#### [Assignment]
From the line containing "pass any children." down to the line containing "Okay yeah I'll" in the records below, reproduce every line exactly, ends included, and omit all others.

#### [Available data]
PR #4903, opened 2024-09-13
Base avatar bg color on srcUrl instead of tooltip

mtsgrd:
- consistent per author
- shuffle colors on page refresh

### DIFF
--- a/packages/ui/src/lib/utils/stringToColor.ts
+++ b/packages/ui/src/lib/utils/stringToColor.ts
@@ -11,11 +11,6 @@ const colors = [
 	'#5FD2B0'
 ];
 
-// We use a random seed to avoid colors being static with respect to a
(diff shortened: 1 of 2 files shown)


packages/ui/src/lib/utils/stringToColor.ts
```diff
@@ -11,12 +11,17 @@ const colors = [
 	'#5FD2B0'
 ];
 
+// We use a random seed to avoid colors being static with respect to a
```
PavelLaptev: I like how you fixed the randomness in `Avatar.svelte` by replacing `tooltip` with `src`. The idea of having consistent backgrounds for each avatar. The avatars should remain the same on each refresh, so I think we can drop this change

PavelLaptev (changes requested):

PavelLaptev (approved):

PR #4906, opened 2024-09-13
feat: use new Tabs components to organise Preferences page

ndom91:
## ☕️ Reasoning

- Preferences page got too long

## 🧢 Changes

- Add `Tabs`/`TabContent`/`TabTrigger`/`TabList` components
- Use tabs in user preferences page to organise and group the various sections
	- Commit Signing section and experimental feature flag toggles were in 1 component together (`PreferencesForm.svelte`), so this is split out into `CommitSigningForm` / `PreferencesForm` here.
- Move all form components to `../settings/userPreferences/*`
- Add built-in "SegmentControl" tabs style, while still allowing custom tabs style for other use-cases

### 🚧 Todo

- Move `Tab*.svelte` components to `packages/ui/` UI library
	- Add storybook stories
- Double check in which tab each section should go
- Design

## 📺 Current status:

See comments below


ndom91:
@PavelLaptev okay so here's a very basic prototype. All the functionality is there.

- I added a set of Tab components; Don't worry, I plan on moving these to the UI lib and adding stories haha
- There is only the most basic of design implemented here though. So yeah if you want to give me a few notes or a quick Figma mockup when you have some time I can take it from there :+1: 

No rush on this though ofc!

PavelLaptev:
@ndom91 I'll make my changes in your branch if you don't mind. And I'll drop the new "tabs" component, I'll replace it with segmented control

ndom91:
> @ndom91 I'll make my changes in your branch if you don't mind. And I'll drop the new "tabs" component, I'll replace it with segmented control.

Haha okay yeah no problem :+1:

PavelLaptev:
@ndom91 could you please replace the tabs component with the segmented controller. I thought it will be easy to replace, but I see you have also `TabContent` and `TabList`, it's better if you do it :-) 

image

Here is a new design — https://www.figma.com/design/FbeLt0yjY9RiNn8MXUXsYs/Client-design?node-id=1513-57296&t=6UIBc43Py1LAErBo-1

PavelLaptev (changes requested):
@ndom91 could you please replace the tabs component with the segmented controller. I thought it will be easy to replace, but I see you have also `TabContent` and `TabList`, it's better if you do it :-) 

image

Here is a new design — https://www.figma.com/design/FbeLt0yjY9RiNn8MXUXsYs/Client-design?node-id=1513-57296&t=6UIBc43Py1LAErBo-1

ndom91:
@PavelLaptev so I can definitely change it, but don't you think we'll have a need for a normal tab component eventually anyway? I guess at the latest in v3 fat tabs on the main workspace page.

ndom91:
> Yes, on V3 we will have tabs, but design will be different. You might want make it as a wrapper where we can pass any children.
> 
> And one more thing, we don't use page transitions anywhere in the app, and I don't this we should start use it here. Could you please make content switch without transitions.

Okay yeah I'll remove the transitions, we do use them a good bti though, no? I copied them from elsewhere in the app.

Regarding the tab's themselves, they already behave that way here where they'll render any children so you can totally customize them :+1:

ndom91:
@PavelLaptev I'm tryign to use the `SegmentControl` here, but tbh I think it really isn't the right choice. The Segment control to me is simply a form input component where you can select one of the `Segment`'s and that's the selected option, right. Sort of like a radio select

There's no support for providing a content area which syncs with the selected `Segment`/`Tab`. 

The current tab implementation that I have here has a simple API, and it supports completely custom Tab's (`TabTrigger`) and tab content (`TabContent`). 

What do you think about if I continue to use these Tabs under the hood, but make it look closer to your design?

ndom91:
Current state of the tabs style:

image

PavelLaptev:
Thank you @ndom91, feel free to check to merge when it's ready.
I moved "Segment" styles into a separate file in order to prevent code duplication and fix a few layout issues.

PavelLaptev (approved):

PR #4909, opened 2024-09-13
Improve applying branches

Caleb-T-Owens:
Applying branches now uses the never-conflicting logic if fearless rebasing is enabled.


krlvi (approved):
there are 6 failing tests, but other than that - LFG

#### [Result of the exercise]
> Yes, on V3 we will have tabs, but design will be different. You might want make it as a wrapper where we can pass any children.
> 
> And one more thing, we don't use page transitions anywhere in the app, and I don't this we should start use it here. Could you please make content switch without transitions.

Okay yeah I'll remove the transitions, we do use them a good bti though, no? I copied them from elsewhere in the app.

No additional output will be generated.